# EXERCISE MATERIALS
PR #3619, opened 2025-10-08
tests(store-sync): fix flaky reconciliation test on macOS by anchoring timestamps to a fixed baseTime and aligning sync window via offset

NagyZoltanPeter:
Summary\n\nFix a flaky test in tests/waku_store_sync/test_protocol.nim that intermittently failed on macOS due to timing drift between message timestamps and the reconciliation sync window.\n\nProblem / Root cause\n\n- The test constructed test-message timestamps using getNowInNanosecondTime() while the reconciliation time window was computed separately using calculateTimeRange(). On macOS, slower scheduling made the two "now" calls diverge more, leading to mismatches.\n- As a consequence, some messages expected to be "in-window" were misclassified as "out-window", producing failures such as:\n  - remoteNeeds.len was 0 while diffInWin was 18\n  - Overlaps between in-window and out-window message sets in previous attempts\n\nSolution\n\n- Anchor the entire test to a single fixed baseTime captured once at test start.\n- Define an intended sync window of [baseTime - 1s, baseTime].\n- Compute the reconciliation offset so that the effective "now" used by calculateTimeRange equals baseTime:\n  - offset = actualNow - baseTime\n- Generate messages deterministically:\n  - Place 18 in-window messages strictly inside the window with 50 ms margins.\n  - Place 20 out-window messages well before the window start to avoid overlap.\n- Use consistent int64 timestamp arithmetic to avoid signed/unsigned pitfalls.\n\nFiles changed\n\n- tests/waku_store_sync/test_protocol.nim\n\nVerification\n\n- macOS: make test tests/waku_store_sync/test_protocol.nim passes locally; reconciliation properly detects the 18 in-window messages and ignores the 20 out-window messages.\n- Recommendation: run CI matrix (macOS + Ubuntu) to validate cross-platform stability.\n\nNotes\n\n- This change is test-only and does not alter the production reconciliation logic.\n- The approach eliminates the timing race by ensuring a deterministic relationship between message timestamps and the reconciliation time window.

### DIFF
--- a/tests/waku_store_sync/test_protocol.nim
+++ b/tests/waku_store_sync/test_protocol.nim
@@ -522,31 +522,54 @@ suite "Waku Sync: reconciliation":
 
     randomize()
 
-    let nowNs = getNowInNanosecondTime()
-    let sliceStart = Timestamp(uint64(nowNs) - 700_000_000'u64)
-    let sliceEnd = nowNs
-    let stepIn = (sliceEnd.int64 - sliceStart.int64) div diffInWin
-
-    let oldStart = Timestamp(uint64(sliceStart) - outOffsetNs)
+    # Use a fixed base time to eliminate race conditions between macOS and Ubuntu
+    let baseTime = getNowInNanosecondTime()
+    
+    # The reconciliation will use: calculateTimeRange(relayJitter, syncRange)
+    # which does: now = getNow() - jitter; return [now - syncRange, now]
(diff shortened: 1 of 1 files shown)


NagyZoltanPeter:
Closing without merge, due even though it seems solve the timing issue on Mac but started to fail on Ubuntu on the exact same test case.

PR #3620, opened 2025-10-08
Bump to macos-15 in GitHub ci workflow

Ivansete-status:
Simple PR to try avoid recent macos timeouts (1h tests running without completion.)

Note: this doesn't fix the slowness in macos tests but I think we need to bump it anyways


NagyZoltanPeter (approved):
With hope it helps

PR #3622, opened 2025-10-13
Move log level from debug to info

Ivansete-status:
## Description

Start having `info` log level as the default one.

Before, we were using `debug` as the default one and the next possible log level is `trace`, which is very intense, particularly, within nim-libp2p.

Therefore, with that, we will have some more freedom to actually add "debug" logs, that we don't want to always appear, but they are not the extremely spammy `trace`.

The original reason for that came after noticing that two waku relay protocol.nim logs were relatively intense, but I don't want to move them to `trace`. See the following log distribution from status.prod and v0.36.0:
image

btw - thanks @yakimant and @jakubgs to teach about the most consuming logs :raised_hands: 

## Changes

- Generic refactor to substitute `debug "...` with `info "...`
- Move `notice` to `debug` in https://github.com/waku-org/nwaku/blob/7b234ec78ab6b5dc06bcaf5f5ed6f6754c934873/waku/waku_relay/protocol.nim#L181-L190

## Issue

### DIFF
--- a/waku/waku_relay/protocol.nim
+++ b/waku/waku_relay/protocol.nim
@@ -204,7 +204,7 @@ proc logMessageInfo*(
   let payloadSize = float64(msg.payload.len)
 
   if onRecv:
-    notice "received relay message",
+    debug "received relay message",
       my_peer_id = w.switch.peerInfo.peerId,
       msg_hash = msg_hash,
       msg_id = msg_id_short,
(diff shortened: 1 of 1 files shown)


darshankabariya (approved):
Amazing, LGTM

Ivansete-status:
@darshankabariya - kindly include this change in v0.37.0 :partying_face: 
@jakubgs - as a reminder for the upcoming future :), after v0.37.x is deployed, we will need to change the log-level to `INFO` in infra

PR #3623, opened 2025-10-14
feat: ensure waku is installable via nimble

fryorcraken:
## Issue

closes #

### DIFF
--- a/waku.nimble
+++ b/waku.nimble
@@ -32,7 +32,7 @@ requires "nim >= 2.2.4",
   "results",
   "db_connector",
   "minilru",
-  "https://github.com/vacp2p/mix#0.1.0"
+  "https://github.com/vacp2p/mix#v0.1.0"
 
 ### Helper functions
 proc buildModule(filePath, params = "", lang = "c"): bool =


fryorcraken:
>     * the CI script installs one version of nwaku via `nimble install nwaku@#someversion` and then the package requests a _conflicting_ version - this is messy

Ah yes, I think this got messy as iterated and tried various strategies.

How would you recommend the cleanest way of doing this? remove `requires waku` in `example.nimble` file and just call `nimble add waku@#someversion` ?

# TASK DESCRIPTION
Will you return exactly the lines above from the one with "Therefore, with that, we" down to the one with "-204,7 +204,7 @@", counting both as part of the range?

# ANSWER SPACE
Therefore, with that, we will have some more freedom to actually add "debug" logs, that we don't want to always appear, but they are not the extremely spammy `trace`.

The original reason for that came after noticing that two waku relay protocol.nim logs were relatively intense, but I don't want to move them to `trace`. See the following log distribution from status.prod and v0.36.0:
image

btw - thanks @yakimant and @jakubgs to teach about the most consuming logs :raised_hands: 

## Changes

- Generic refactor to substitute `debug "...` with `info "...`
- Move `notice` to `debug` in https://github.com/waku-org/nwaku/blob/7b234ec78ab6b5dc06bcaf5f5ed6f6754c934873/waku/waku_relay/protocol.nim#L181-L190

## Issue

### DIFF
--- a/waku/waku_relay/protocol.nim
+++ b/waku/waku_relay/protocol.nim
@@ -204,7 +204,7 @@ proc logMessageInfo*(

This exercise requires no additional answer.